Improbidade partidária, “ficha limpa dos partidos”?

A legislação eleitoral vem sofrendo – em ambos os sentidos – várias mudanças, ano sim e ano não. No meio especializado se costuma, vez ou outra, ouvir a pergunta “qual será a reforma eleitoral desse ano?”. Às vezes, mesmo sem reforma da lei, esta tem alterada sua interpretação. A jurisprudência tem determinado novas formas de aplicação dos dispositivos legais.

Aqui descabe transcrever o texto legal, mas vou deixar tudo indicado, para quem desejar seguir as pistas e aprofundar essa nova possibilidade de sanção, agora criando tipo uma “ficha limpa dos partidos”. E digo desde já, o caldo vai engrossar!

Bem, por determinação jurisprudencial e alteração legal chegamos ao ponto no qual a doação de pessoa jurídica para campanha eleitoral se tornou inconstitucional, e a lei acompanhou. Ficou estabelecido que o financiamento de campanha deve ser feito por pessoa física (natural) ou por dinheiro público (que vem a ser a regra).

De fato, pelo que diz a Resolução TSE 23.553/2018 em seu artigo 17, inciso V, alíneas a) e b), vê-se que mais que 50% dos valores que sustentam os partidos são de origem pública. E o que isso importa? Espera um pouco e olha só!

O art. 16-D, § 2º, da Lei 9.504/97, diz que o candidato pode requerer acesso ao fundo público de campanha, embora existam outras formas de distribuir esse dinheiro público. Vai vendo.

Outras leis, combinadas, o inciso II do art. 83 da Resolução TSE 23.553/2018 e o art. 42 da Resolução TSE 23.465/2015, remetem à existência de sanção de suspensão do registro ou da anotação de direção partidária, no caso de julgamento de contas não prestadas. Essa é a brecha que deverá ser utilizada em futuros julgamentos.

Neste cenário, se acrescenta que algumas candidaturas são chapadamente inviáveis, tendo o atual Presidente do TSE já se pronunciado pela “irregistrabilidade”, além da possibilidade de candidaturas laranjas (por cota de gênero) e de inúmeras outras hipóteses de inelegibilidades (vide artigo A fábula da liberdade de voto).

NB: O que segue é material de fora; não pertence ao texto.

PR #1523, opened 2023-09-07
Nosqlbench 1522 moremath

### LINKED ISSUE #1522: support additional relevancy metrics in computation module

jshook:
fixes #1522

### DIFF
--- a/engine-extensions/src/main/java/io/nosqlbench/engine/extensions/computefunctions/ComputeFunctions.java
+++ b/engine-extensions/src/main/java/io/nosqlbench/engine/extensions/computefunctions/ComputeFunctions.java
@@ -189,4 +189,33 @@ public class ComputeFunctions {
         return 2.0d * ((recallAtK * precisionAtK) / (recallAtK + precisionAtK));
     }
 
+    /**
+     * Reciprocal Rank - The multiplicative inverse of the first rank which is relevant.
+     */
+    public static double RR(long[] reference, long[] sample, int limit) {
+        int firstRank = Intersections.firstMatchingIndex(reference, sample, limit);
+        if (firstRank >= 0) {
+            return 1.0d / (firstRank+1);
+        } else {
+            return 0.0;
+        }
+    }
+
+    public static double RR(long[] reference, long[] sample) {
+        return RR(reference, sample, reference.length);
+    }
+
+    public static double RR(int[] reference, int[] sample, int limit) {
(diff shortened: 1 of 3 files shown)


MarkWolters (approved):

engine-extensions/src/main/java/io/nosqlbench/engine/extensions/computefunctions/ComputeFunctions.java
```diff
@@ -146,14 +156,66 @@ public static int[] intersection(int[] reference, int[] sample, int limit) {
...
         return Intersections.count(reference, sample, limit);
     }
 
+    public static double F1(int[] reference, int[] sample) {
+        return F1(reference, sample, reference.length);
+    }
+
+    public static double F1(int[] reference, int[] sample, int limit) {
+        double recallAtK = recall(reference, sample, limit);
+        double precisionAtK = precision(reference, sample, limit);
```
dave2wave, line 178: Is there a way to reuse prior metric results from the same observation? Or does that introduce complexity that would eliminate any perceived performance gain?

engine-extensions/src/main/java/io/nosqlbench/engine/extensions/computefunctions/Intersections.java
```diff
@@ -20,6 +20,32 @@
 
 public class Intersections {
 
+    /**
+     * Return a non-negative index of the first value in the sample array which is present in the reference array,
+     * OR, return a negative number. This returns array index which start at 0, not rank, which is starts at 1.
+     */
+    public static int firstMatchingIndex(long[] reference, long[] sample, int limit) {
+        Arrays.sort(reference);
```
dave2wave, line 28: If this is almost always near the beginning and our limits are generally small then a brute force check of the reference list without sorting and binarysearch may be more efficient.

dave2wave (approved):
LGTM, but the findFirst could be better without sorting and searching and just iterating - especially if the number is almost always 1.

engine-extensions/src/main/java/io/nosqlbench/engine/extensions/computefunctions/Intersections.java
jshook: Good point. We do expect it to be biased towards lower indices. Interesting optimization could happen here, but these array ops are already pretty freakin fast. Let's see if it catches on fire first.

PR #1524, opened 2023-09-07
adding metadata field parsing for vector calcs

MarkWolters:


dave2wave (approved):

jshook (approved):
Later, we'll want to adjust the package names to fall within the module naming

PR #1525, opened 2023-09-08
Nosqlbench 1522 moremath

jshook:
Adding missing MAP implementation


engine-extensions/src/main/java/io/nosqlbench/engine/extensions/computefunctions/ComputeFunctions.java
```diff
@@ -192,7 +195,7 @@ public static double F1(long[] reference, long[] sample, int limit) {
     /**
      * Reciprocal Rank - The multiplicative inverse of the first rank which is relevant.
      */
-    public static double RR(long[] reference, long[] sample, int limit) {
+    public static double reciprocal_rank(long[] reference, long[] sample, int limit) {
```
dave2wave, line 198: I like this change

dave2wave (approved):
LGTM - Go!

jshook (commented):
Some minor issues, to be addressed in the next  PR

PR #1549, opened 2023-09-15
[DRAFT] PGVector Adaptor

dave2wave:
This is a DRAFT.

So far a new `adapter-pgvector` is created by cloning `adapter-jdbc`.

Next steps involve adding the PGVector support from https://github.com/pgvector/pgvector-java#jdbc-java

1. Add the setup for the pgvector extension.
2. For inserts and selects we need to set a special PGVector object and associate with a position in a PreparedStatement. We should take an approach similar to `adapter-pinecone`, but instead write the SQL from parameters.

### DIFF
--- a/adapter-pgvector/pom.xml
+++ b/adapter-pgvector/pom.xml
@@ -1,0 +1,81 @@
+<!--
+  ~ Copyright (c) 2023 nosqlbench
+  ~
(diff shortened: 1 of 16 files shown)


jshook (approved):
LGTM as a starting point

PR #1571, opened 2023-09-28
Jshook/buildon jdk21

jshook:
This is in preparation for moving our tool chain to J21

### DIFF
--- a/hdf-loader/pom.xml
+++ b/hdf-loader/pom.xml
@@ -32,12 +32,6 @@
 
     <name>${project.artifactId}</name>
 
-    <properties>
-        <maven.compiler.source>17</maven.compiler.source>
-        <maven.compiler.target>17</maven.compiler.target>
-        <project.build.sourceEncoding>UTF-8</project.build.sourceEncoding>
-    </properties>
-
     <dependencies>
 
         <dependency>
--- a/mvn-defaults/pom.xml
+++ b/mvn-defaults/pom.xml
@@ -26,7 +26,7 @@
 
     <properties>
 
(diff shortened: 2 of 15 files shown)


hdf-loader/pom.xml
MarkWolters, line 1: I think we should remove this module. It was a learning experience with HDF but it has nothing to do with the rest of nosqlbench. If there is interest in keeping it I can move it to another shared repo.

mvn-defaults/pom.xml
```diff
@@ -36,9 +36,8 @@
         <project.reporting.outputEncoding>UTF-8</project.reporting.outputEncoding>
 
         <javadoc.name>nosqlbench</javadoc.name>
-        <jacoco.version>0.8.8</jacoco.version>
```
MarkWolters, line 39: to be added back once 21 is supported?

hdf-loader/pom.xml
jshook: If the learnings are meaningful for others in the near term, let's just move the logic into some unit tests and document it as such. If you don't feel that it is worth others seeing, then we can remove it in a separate PR.

mvn-defaults/pom.xml
jshook: I moved the version down directly where it is used. There is no point in creating indirection on all things when there is only one reference.

virtdata-lib-basics/pom.xml
MarkWolters, line 1: Are these required to move to 21 or just incidental?

MarkWolters (approved):
Looks good. Looking forward to working with 21

PR #2188, opened 2025-06-08
PR: Opensearch dusting off

MikeYaacoubStax:
NB already supported OpenSearch via an AWS Opensearch adapter, I extended it to support a non-AWS open source version deployment of Opensearch (to use this, you can simply provide the driver params `host` and `port`). For example:

`nb5 opensearch_basic.yaml driver=opensearch host=localhost port=9200`

The additional workloads have been tested with a local deployment of an Opensearch DB.


MikeYaacoubStax:
Moved this to another branch.

PR #2193, opened 2025-06-18
Bvecsupport

jshook:
This makes bvec (and xvec) support more modular and fixes an issue with testing scope.


nb-virtdata/virtdata-lib-io/src/main/java/io/nosqlbench/virtdata/library/xvec/BVecToFloatReader.java
```diff
@@ -51,7 +51,7 @@ public BVecToFloatReader(String filePath) throws IOException {
             throw new RuntimeException(e);
         }
         dimBuffer.flip();
-        this.dimension = Integer.reverseBytes(dimBuffer.getInt());
```
MarkWolters, line 54: so dimension is stored in little endian and you are updating to not reverse it? Does that not result in vector size being calculated wrong?

PR #2238, opened 2025-12-04
Data api client bump to 2.x + ensure find-operations exhaust the cursor before completing op

### LINKED ISSUE #2237: Data API adapter: upgrade to client 2.x + mishandled 'find' operations
**Describe the bug**

In the Data API adapter, two of the three "find" ops (FindVectorFilter and FindVector) do not actually end up doing the API request. The reason is that in the Data API client, just calling `collection.find` only prepares a lazy iterator, which then must be exhausted for the requests to be made.

Additionally: the Data API client released 2.x, which comes with (a few breaking changes and) extended scope and coverage for more commands. For instance, it can cover HCD better, supports findAndRerank, binary-encoded vectors and so on.

It might be convenient to do both (the bugfix and the version bump) at once, because the find/iterator API in clients is one of the parts that changed significantly between 1.x and 2.x.

**To Reproduce**

Measuring the "result

" metric on an op like

```
  thick_find_ann:
    ops:
      my_find_op:
        find_vector_filter: "TEMPLATE(collection)"
        vector: "{seq_insert1_vector}"
```

reports something order of ~ 0.1 ms (percentiles & max) when run against Astra. This is just the time needed to instantiate the cursor by the client.

**What was Expected**
One would expect something O(100 ms) or so from the above op.

**Additional context**

Verified with `5.25.0-release`.

**Screenshots, if applicable**

The attachment is a plot of the metric exemplified above. The rightmost point, which gets the right (aka expected) order of magnitude, is from a build which I had fixed to actually exhaust the cursor as part of the op's `apply` before it returns.

Image

sl-at-ibm:
This PR ports the data-api adapter to using the latest client (2.1.x) and fixes an incorrect behaviour of some of its `find` operations which otherwise return before any API communication is ever initiated, making the response time measurements invalid.

Fixes #2237 .

### DIFF
--- a/nb-adapters/adapter-dataapi/pom.xml
+++ b/nb-adapters/adapter-dataapi/pom.xml
@@ -49,7 +49,7 @@
     <dependency>
         <groupId>com.datastax.astra</groupId>
         <artifactId>astra-db-java</artifactId>
-        <version>2.1.2</version>
+        <version>2.1.4</version>
     </dependency>
     <!-- Override Lombok version for Java 25 compatibility -->
     <dependency>
--- a/nb-adapters/adapter-dataapi/src/main/java/io/nosqlbench/adapter/dataapi/opdispensers/DataApiOpDispenser.java
+++ b/nb-adapters/adapter-dataapi/src/main/java/io/nosqlbench/adapter/dataapi/opdispensers/DataApiOpDispenser.java
@@ -231,12 +231,12 @@ public abstract class DataApiOpDispenser extends BaseOpDispenser<DataApiBaseOp, 
         if (providerFunc.isPresent() && modeFunc.isPresent()) {
             LongFunction<String> pf = providerFunc.get();
             LongFunction<String> mf = modeFunc.get();
-            if (apiKeyFunc.isPresent()){
+            if (apiKeyFunc.isPresent()) {
                 LongFunction<String> ak = apiKeyFunc.get();
                 optionsBldr = paramFunc.isPresent() ?
                     optionsBldr.vectorize(pf.apply(l), mf.apply(l), ak.apply(l), paramFunc.get().apply(l)) :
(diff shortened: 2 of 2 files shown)


jshook (approved):
These look like API alignment and house keeping changes to me. In general the look good. I only commented on a couple things you might want to improve, but since these were not stepwise regressions in the code, I don't think the PR should be blocked.

sl-at-ibm:
I have not rebased yet, still off 5.25.0-release pending verification/resolution of issues with writing CSV found on latest main.

sl-at-ibm:
> LGTM 👍🏼 but could you also please update the files and examples under https://github.com/sl-at-ibm/nosqlbench/tree/SL-data-api-adapter/nb-adapters/adapter-dataapi/src/main/resources/activities directory as well to match the new pattern? Thank you in advance!

@msmygit Thanks for taking a look!
This PR introduces no changes to the public API (/syntax) for Data API activities, it's all internal changes (for the client ->2.x upgrade) and the `find` bugfix.
I have tested all the syntax exemplified in the directory you quoted, and the few combinations that gave errors... error on main as well right now.
So, while I agree that fixes and updates to the examples will definitely need to be the topic of upcoming work (I have detailed notes as to how to proceed and we can discuss them if you like :heart: ), I would rather not lump them into this PR which is already massive as it is now.

nb-adapters/adapter-dataapi/pom.xml
```diff
@@ -49,7 +49,7 @@
     <dependency>
         <groupId>com.datastax.astra</groupId>
         <artifactId>astra-db-java</artifactId>
-        <version>1.1.1</version>
+        <version>2.1.2</version>
```
msmygit: Should we move to `2.1.4`? https://github.com/datastax/astra-db-java/compare/2.1.2..2.1.4

```suggestion
        <version>2.1.4</version>
```

jshook (approved):
Thanks for the update!

PR #2290, opened 2026-08-06
Fast Zipf sampler implementation based on Pareto distribution

### LINKED ISSUE #91: Optimise Zipf distribution initialisation and / or warn users about its duration
The initialisation phase for the Zipf distribution with a keycount higher than 10k is very long. This is likely due to the time it takes to precompute the lookup table.

It would be great to optimise this phase so it is quicker if possible. At the very least, we should have a warning message to let users know that this phase is running and it is likely to take time to complete.

stonewhitener:
resolves #91

References

* https://dl.acm.org/doi/10.1145/191843.191886
* https://en.wikipedia.org/wiki/Pareto_distribution


stonewhitener:
Now, ready for review.

jshook (approved):
The only measurable trade-off here (minor accuracy divergence)  is a minor concern compared to how slow zipf modeling can be with certain parameters. This is a very good change. Thanks for the contribution!

PR #2291, opened 2026-08-13
Fix timezone-sensitive NBEnvironment test

stonewhitener:
The test `NBEnvironmentTest.testInterpolationWithTimestamp` failed when I ran it in Japan because the expected date was hard-coded for UTC, so I updated it to account for the JVM’s default time zone.


jshook (approved):
Thanks for the determinism

PR #2297, opened 2026-08-19
Flush pending metric snapshots at activity completion

stonewhitener:
## Summary

Fix missing final-interval metrics when an activity completes before a slower reporter's cadence bucket is full.

## Problem

`triggerSnapshot()` previously bypassed the cadence hierarchy and sent only the newly captured view directly to every consumer. This ensured that the latest delta reached reporters such as SQLite, but snapshots already accumulated in slower cadence buckets remained pending.

For delta-based histograms, those earlier observations had already been consumed during periodic capture and could not be reconstructed later. If the activity or session ended before the bucket boundary, the pending observations were never written to the database.

## Changes

- Route the final snapshot through the normal cadence hierarchy.
- Recursively flush all remaining partial buckets after the final capture.
- Synchronize periodic and explicit captures to prevent overlapping delta snapshots.
- Flush previously pending snapshots even if the final capture throws an exception.
- Add test coverage for:
  - A nested `base → 2× → 4×` cadence hierarchy.
  - Pending snapshot delivery when the final capture fails.

## Testing

```shell
mvn -Paccuracy -pl nb-apis/nb-api -am \
  -Dtest=MetricsSnapshotSchedulerTest \
  -Dsurefire.failIfNoSpecifiedTests=false test
```

Result: 8 tests passed with no failures or errors.

### DIFF
--- a/nb-apis/nb-api/src/main/java/io/nosqlbench/nb/api/engine/metrics/MetricsSnapshotScheduler.java
+++ b/nb-apis/nb-api/src/main/java/io/nosqlbench/nb/api/engine/metrics/MetricsSnapshotScheduler.java
@@ -261,6 +261,12 @@ public final class MetricsSnapshotScheduler extends UnstartedPeriodicTaskCompone
 
     @Override
     protected void task() {
+        synchronized (scheduleLock) {
+            captureSnapshotLocked();
+        }
+    }
+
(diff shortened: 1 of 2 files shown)


jshook (approved):
I think the testing is sufficient here. This is a much needed improvement. Thanks!

PR #2298, opened 2026-08-21
Fix metrics scheduler lifecycle across rebases

stonewhitener:
## Summary

This PR fixes two related lifecycle issues when `MetricsSnapshotScheduler` rebases to a faster sampling interval:

1. The replacement scheduler could disappear from the scheduler registry.
2. Consumers registered before the rebase could not unregister from the replacement scheduler.

## Problem

Consider two reporters registered in this order:

1. Reporter A requests a 200 ms interval, creating `Scheduler A`.
2. Reporter B later requests a 100 ms interval.
3. The scheduler rebases from 200 ms to 100 ms by replacing `Scheduler A` with `Scheduler B`.

Previously, the rebase called `teardown()` from inside `schedulers.compute(...)`. That teardown modified the **same** registry, so the newly created scheduler could be returned and started without remaining registered.

https://github.com/nosqlbench/nosqlbench/blob/4a5e567718416c7949f74695ccf9d9c0db6ef1ea/nb-apis/nb-api/src/main/java/io/nosqlbench/nb/api/engine/metrics/MetricsSnapshotScheduler.java#L112-L124

https://github.com/nosqlbench/nosqlbench/blob/4a5e567718416c7949f74695ccf9d9c0db6ef1ea/nb-apis/nb-api/src/main/java/io/nosqlbench/nb/api/engine/metrics/MetricsSnapshotScheduler.java#L326-L332

There was also a stale-reference problem. Reporter A retained its original scheduler reference while its registration was copied to the replacement:

```text
Reporter A ──► Scheduler A (retired, no registrations)

Registry ────► Scheduler B (active)
               └─ Reporter A registration
```

When Reporter A closed, it called `unregisterConsumer()` on retired Scheduler A. The call became a no-op, leaving Reporter A registered with Scheduler B. The active scheduler could then continue invoking a closed reporter, potentially accessing closed CSV streams, SQLite connections, or other released resources.

## Solution

The rebase lifecycle now:

- Retires the old scheduler without modifying the registry entry currently being computed.
- Removes scheduler entries only during normal teardown, using a conditional key/value removal so an old scheduler cannot remove its replacement.
- Transfers registrations while holding `scheduleLock`.
- Publishes a successor reference atomically with the registration transfer.
- Delegates unregister calls from retired schedulers to their successors.
- Releases the old lock before delegation to avoid nested scheduler locks.

## Testing

The focused regression coverage verifies:

- `testRebasesWithSmallerInterval`
  - Ensure that `lookup(root)` returns the replacement scheduler.
- `testUnregistersThroughRetiredScheduler`
  - Ensure that an unregister call through the retired scheduler removes the consumer from the active replacement.

Validation completed successfully:

- `MetricsSnapshotSchedulerTest`: 9 tests passed.
- `MetricsReporterIntegrationTest`: 5 tests passed.

### DIFF
--- a/nb-apis/nb-api/src/main/java/io/nosqlbench/nb/api/engine/metrics/MetricsSnapshotScheduler.java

Fechando a lógica das leis, a Lei de Improbidades Administrativas, Lei 8.429/92, em seus arts. 1º e 2º, diz que estão sujeitas a ela a entidade para cujo custeio o erário haja concorrido ou concorra com mais de 50% do patrimônio ou da receita anual, bem como Reputa-se agente público todo aquele que exerce por eleição, nomeação, designação, contratação ou qualquer outra forma de investidura ou vínculo, mandato, cargo, emprego ou função naquelas entidades.

Como se vê, será, muito em breve, enquadrar, os partidos políticos na definição legal dos sujeitos à aplicação da Lei de Improbidades Administrativas, acaso estes venham a destinar valores do financiamento público de campanha em candidatura chapadamente inviável. Aposta um refrigerante comigo?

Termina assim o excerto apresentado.